Devin was coming in from the back with a duffel bag he’d borrowed from Elijah. He looked nervous as well as excited.
Sean didn’t blame him.
It wasn’t easy to think about leaving Hannah behind in Black Falls.
Hannah dipped a finger into the buttercream frosting heaped atop her chocolate cupcake. She knew that Dominique, Beth and Rose weren’t there decorating cupcakes because of the café.
They were there because her brothers were leaving in the morning.

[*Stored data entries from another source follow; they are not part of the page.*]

PR #361, opened 2025-01-24
Utility function to iterate a recording as full frame and state dicti…

Ragzouken:
Utility function for iterating over a recording as a series of complete snapshots of frames and state dictionaries (instead of just the sparse set of updates/removals).

### DIFF
--- a/python-libraries/nanover-server/src/nanover/recording/reading.py
+++ b/python-libraries/nanover-server/src/nanover/recording/reading.py
@@ -22,24 +22,27 @@ MAGIC_NUMBER = 6661355757386708963
 FrameEntry = Tuple[int, int, FrameData]
 
 
-def iter_full_view(*, traj: Optional[PathLike[str]] = None, state: Optional[PathLike[str]] = None):
+def iter_full_view(
+    *, traj: Optional[PathLike[str]] = None, state: Optional[PathLike[str]] = None
+):
+    """
+    Iterate one or both of trajectory and state recording files, yield a timestamp and copies of both the current
+    aggregate FrameData and the current aggregate state dictionary.
+    """
     full_frame = FrameData()
     full_state = StateDictionary()
 
     for time, frame, update in iter_recording_files(traj=traj, state=state):
-        frame_reset = frame is not None and frame.values["index"] == 0
-
-        if frame_reset:
-            full_frame = FrameData()
-
         if frame is not None:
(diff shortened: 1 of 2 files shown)


Mohamed-Dhouioui (approved):
This is working fine as far as I can see. I have noticed that "work_done" first appeared in the third frame of the recordings (I'm not sure if we want it that way). Additionally, when running the tests I got a warning about the docstring from the temperature calculation function (I think the warning refers to the invalid escape sequence `\m` which should be fixed by making the docstring a raw string), should I raise it as an issue: 
```
python-libraries\nanover-server\src\nanover\ase\thermo.py:9
  C:\Users\Dhoui\Documents\nanover-protocol\python-libraries\nanover-server\src\nanover\ase\thermo.py:9: SyntaxWarning: invalid escape sequence '\m'
    """
```

Ragzouken:
> This is working fine as far as I can see. I have noticed that "work_done" first appeared in the third frame of the recordings (I'm not sure if we want it that way). Additionally, when running the tests I got a warning about the docstring from the temperature calculation function (I think the warning refers to the invalid escape sequence `\m` which should be fixed by making the docstring a raw string), should I raise it as an issue?:
> 
> ```
> python-libraries\nanover-server\src\nanover\ase\thermo.py:9
>   C:\Users\Dhoui\Documents\nanover-protocol\python-libraries\nanover-server\src\nanover\ase\thermo.py:9: SyntaxWarning: invalid escape sequence '\m'
>     """
> ```

The escape sequence warning should be fixed now with https://github.com/IRL2/nanover-server-py/pull/364.

Ragzouken:
> This is working fine as far as I can see. I have noticed that "work_done" first appeared in the third frame of the recordings (I'm not sure if we want it that way). Additionally, when running the tests I got a warning about the docstring from the temperature calculation function (I think the warning refers to the invalid escape sequence `\m` which should be fixed by making the docstring a raw string), should I raise it as an issue?:
> 
> ```
> python-libraries\nanover-server\src\nanover\ase\thermo.py:9
>   C:\Users\Dhoui\Documents\nanover-protocol\python-libraries\nanover-server\src\nanover\ase\thermo.py:9: SyntaxWarning: invalid escape sequence '\m'
>     """
> ```

Issue related to `work_done` not present in first frame: https://github.com/IRL2/nanover-server-py/issues/365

Rose sat on a high stool at the worktable, a tiny jar of sparkling silver stars in hand. “I love the smell of baking cakes,” she said happily, then turned to Hannah, her Cameron blue eyes serious. “Sean can be a heel, you know.”
Beth set a cookie tray in the stainless-steel sink. “Pardon me for saying so, but it’s true. He owns property in town, but that doesn’t mean he ever plans to come back here to live.”
Hannah licked the frosting off her finger, aware of her friends’ scrutiny. “No worries, my friends. There’s nothing between Sean and me.”
“Ha,” Beth said.
“Okay, maybe a momentary thing because we were in a dark cellar and covered in cobwebs.”
Dominique raised her dark eyebrows. “Cobwebs?”
“He
is
cute,” Beth said.
“All the Cameron men are dreamy,” Dominique added, as only she could.
Rose groaned. “Cute? Dreamy? Try tripping over their size-twelve shoes at the bottom of the stairs.”
“Try coming between them and something they want,” Beth added.
“Or hurting one of their own,” Hannah said.
Rose averted her eyes. She looked agonized, but Hannah said nothing, although she was more and more certain her friend was fighting off the aftereffects of a failed love affair on the road. There’d been hints, but Hannah knew Rose well enough to be cautious about confronting her. Rose was very private and naturally solitary, and she was still angry and grief-stricken over her father’s death.